- [Supplied records]:
PR #3340, opened 2026-07-02
fix(risk-treatment): ensure live tasks filter before ranking in draft plan

tofikwest:
## Problem

When drafting a treatment plan for a risk, the AI tool returns "0 tasks and 0 controls" even when relevant tasks exist in the account. This blocks 20+ risks from getting mitigation suggestions and leaves risk scores stuck at elevated levels.

## Root cause

The suggestion pipeline ranks candidates by embedding similarity first, then filters to in-scope tasks. Orphaned task embeddings (deleted or moved out of scope) aren't cleaned up and crowd out live tasks in the top-30 ranking slice. By the time we filter to tasks actually in the current scope, we often have zero candidates left.

## Fix

Reorder the pipeline to filter live tasks first (checking taskById scope), then rank and slice by similarity. Added a small over-fetch buffer to account for filtering shrinkage. Changes are isolated to run-linkage.ts and index.ts in the app-library, no core model or §4 changes.

## Explicitly NOT touched

- Embedding cleanup logic in lib/vector/sync (out of scope for this fix)
- suggestionsOnly limit of 15 (separate concern)
- Org+type cosine filter (correct as-is)

## Verification

✅ Drafting plan on affected risks now returns live tasks and controls
✅ Rerank scores still respected after filtering
✅ No regressions on risks with abundant candidates
✅ Spot checked 5 risks in test org that previously returned 0 results

Fixes CS-681

---
## Summary by cubic
Fixes draft risk treatment plans returning 0 tasks by pruning orphan task vectors and filtering to live tasks before ranking; also clears embedding hashes for pruned tasks to keep data consistent. Fixes CS-681.

- **Bug Fixes**
  - Add a cursor‑paginated sweep over `task_${org}_` ids in `@upstash/vector`; recover `sourceId` from the embedding id when missing; delete in 100‑id batches, continue on failure, warn on page cap, and return only successfully deleted IDs.
  - Run the prune at the start of linkage and clear `embeddingHash` for pruned tasks (scoped by org); filter cosine matches to the live `taskById` set before the rerank slice for both risk and vendor paths; add tests for legacy vectors, pagination, resilient deletes, and the zero‑results regression.

<sup>Written for commit 3a2bc95eaeb8275abb859dc8217a5af72dd513a1. Summary will update on new commits.</sup>

<a href="https://cubic.dev/pr/trycompai/comp/pull/3340?utm_source=github" target="_blank" rel="noopener noreferrer" data-no-image-dialog="true"><picture><source media="(prefers-color-scheme: dark)" srcset="https://www.cubic.dev/buttons/review-in-cubic-dark.svg"><source media="(prefers-color-scheme: light)" srcset="https://www.cubic.dev/buttons/review-in-cubic-light.svg">Review in cubic</picture></a>


tofikwest:
@cubic-dev-ai review it

tofikwest:
@cubic-dev-ai  review it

- [What this task involves]:
Return all lines of the material above in which "candidates" occurs.

- [Answer]:
The suggestion pipeline ranks candidates by embedding similarity first, then filters to in-scope tasks. Orphaned task embeddings (deleted or moved out of scope) aren't cleaned up and crowd out live tasks in the top-30 ranking slice. By the time we filter to tasks actually in the current scope, we often have zero candidates left.
✅ No regressions on risks with abundant candidates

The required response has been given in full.